Белецкая долго молчала. А потом воспоминания всколыхнулись в ней, и были они безоблачными и светлыми, и в глазах женщины затеплился огонек жизни.
— Пожалуй, меня можно осуждать, ведь педагог не должен иметь учеников-любимчиков, — говорила Тамара Ивановна. — Но с Леной был особый случай. Я преподавала русскую литературу как раз на Ленином курсе.
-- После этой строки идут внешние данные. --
PR #1014, opened 2020-07-07
Accounts overhaul

darkbasic:
Currently accounts-js' main GraphQL Module accepts instances of `AuthenticationServices` and `DatabaseInterfaces` through its config.
While this could be fine for the existing database adapters, some need to be instantiated on each network request. The Mikro ORM db adapter I'm currently contributing (https://github.com/accounts-js/accounts/pull/1003) is such an example. Mikro-ORM relies on the Identity Map pattern (https://mikro-orm.io/docs/identity-map/), which means that you will need to fork its `EntityManager` on each network request in order for its cache to pertain a specific user. Because of the way accounts-js is built that means we need to instantiate the `DatabaseInterface` (in this case `AccountsMikroOrm`) and the `AuthenticationService` (`AccountsPassword` or `AccountsOauth`) as well as the `AccountsServer` on each network request.
In order to do so the GraphQL Module cannot accept instances in its config: it needs to generate its own.
Initially I felt like there was some compelling reason in order to pass instances in the first place, so I started working on a new API based on hash maps (https://github.com/darkbasic/accounts/blob/hash-map/packages/graphql-api/src/modules/accounts/index.ts) where the key is the constructor and the value are the arguments, but as soon as I started to dig deeper into the codebase the more I felt like it was completely unnecessary: such an approach could be useful if you need to pass your custom `AuthenticationService` which lives outside of the accounts-js codebase, but that is not going to be working anyway because you will also need an additional GraphQL Module to implement the resolvers (I was initially mislead by the fact that `AccountsOauth` does not have one, but as I discovered that's simply because it still doesn't work with the GraphQL transport).
So the new approach is more radical and we simply pass the constructor parameters of the `DatabaseInterface` and the `AuthenticationServices`, while the GraphQL Module will use its own constructor to instantiate them. You can see an example here: https://github.com/darkbasic/accounts/blob/accounts-overhaul/examples/graphql-server-mikro-orm-postgres/src/index.ts#L23
In addition you can also pass an optional parameter to set the scope of the GraphQL Module providers (defaults to singleton). For those unfamiliar with GraphQL Modules the scope is basically the "policy" which dictates when it needs to create new instances: once per app, once per network request, etc.
The redisegned API works well, with a few limitations:
- hooks are broken
- accounts-boost needs to fixed, didn't bother to do so yet
- all examples except for the mikro-orm one need to be updated (trivial to do)

While working on the code I noticed that the design of the GraphQL Modules is very flawed because there are circular dependencies everywhere and modules like `AccountsPasswordModule` have dependencies on providers like `AccountsServer` provided by modules which they don't depend on. The only reason why this worked at all is because of the "go through each service and manually set the DatabaseInterface and AccountServer instances" thing: https://github.com/accounts-js/accounts/blob/master/packages/server/src/accounts-server.ts#L86
In order to alleviate the problem I moved `AccountsServer`, the `DatabaseInterface` and the `AuthenticationServices` into the `CoreAccountsModule`, so now `AccountsPasswordModule` can depend on it. Unfortunately, since `AccountsServer` depend on the `AuthenticationServices`, the `CoreAccountsModule` need to be in charge to instantiate `AccountsPassword` and `AccountsOauth` (while ideally their respective GraphQL Modules should be in charge of doing so).

It's still far from being pretty, but it's not worse than before. I would love to get some feedback and possibly some ideas for a better, more radical re-design.

Additional considerations:

- Currently this is how I fork the `EntityManager`: https://github.com/darkbasic/accounts/blob/accounts-overhaul/packages/database-mikro-orm/src/mikro-orm.ts#L54
While this works, that means that the instance won't be shared across the whole application, but only within accounts-js.
If you use GraphQL Module in your application you should create your own provider for `EntityManager` and `AccountsModule` should depend on it:
```ts
providers: ({config: {orm}}) => [
  {
    provide: EntityManager,
    scope: ProviderScope.Session,
    useFactory: () => orm.em.fork(),
  },
```
In order to depend on a provider you will need to depend on the module which provides it: I still have to experiment if it's possible to provide such module dependency at runtime through the config, but it would be nice to.

- While we already have `ProviderScope.Session` which allows to instantiate Providers on each network request, we still have to deal with websockets where we need to fork `EntityManager` on each **message**. A new scope should be created in GraphQL Modules, see https://github.com/Urigo/graphql-modules/issues/1218

@pradel @Urigo @dotansimha @ardatan

### DIFF
--- a/examples/graphql-server-mikro-orm-postgres/README.md
+++ b/examples/graphql-server-mikro-orm-postgres/README.md
@@ -1,0 +1,65 @@
+# mikro-orm-server-typescript
+
+This example demonstrate how to use [accounts-js](https://github.com/accounts-js/accounts) with PostgreSQL thanks to the [@accounts/mikro-orm](https://www.npmjs.com/package/@accounts/mikro-orm) plugin built by (https://github.com/darkbasic/)[@darkbasic].
+
+## Setup example
+
+In order to be able to run this example on your machine you first need to do the following steps:
+
+- Clone the repository `git clone git@github.com:accounts-js/accounts.git`
+- Install project dependencies: `yarn`
+- Link together all the packages: `yarn setup`
+- Compile the packages `yarn compile`
+- Go to the example folder `cd examples/graphql-server-mikro-orm-postgres`
+
+## Prerequisites
+
+If you're on a mac, you will probably already have postgres installed as a brew service.
+just edit the .env file and use your current postgres data
+
+You will need a PostgreSQL server to run this package. If you don't have a PostgreSQL server running already, and you have Docker & Docker Compose, you can do
+
+```bash
+docker-compose up -d
+```
+
+to start a new one.
+
+## Getting Started
+
+Start the app.
+
+Visit <http://localhost:4000/>
+
+```bash
+yarn start
+```
+
+-> [Start the client side](../react-graphql-typescript).
+
+```graphql
+mutation CreateUser {
+  createUser(
+    user: {
+      email: "john.does@john.com"
+      password: "1234567"
+      profile: { firstName: "John", lastName: "Doe" }
+    }
+  )
+}
+
+mutation Auth {
+  authenticate(
+    serviceName: "password"
+    params: { password: "1234567", user: { email: "john.does@john.com" } }
+  ) {
+    tokens {
+      accessToken
+    }
+  }
+}
+
+query Test {
+  privateField
+}
+```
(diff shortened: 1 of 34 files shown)


darkbasic:
Forgot to say that we also need to dynamically require (`createRequire`?) `AuthenticationServices`/`DatabaseInterfaces` because otherwise we would have to depend on them all.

Правда, они не были филологами и не выражали большого рвения в моем предмете, однако Лена… Она прекрасно читала стихи… Есенин, Ходасевич, Северянин, Белый… Вообще любила Серебряный век… У нее был такой чистый голос, что трогало до слез. И самое удивительное, ей вроде бы никто не прививал любви к прекрасному. Она совершенствовалась сама, пропуская каждую строчку, каждое слово через сердце и душу…
— У меня сложилось впечатление, что вы с Леной были очень близки, — сказал я, подгадав момент, когда Тамара Ивановна остановится, чтобы передохнуть. — Не рассказывала ли она вам, как жила в последнее время?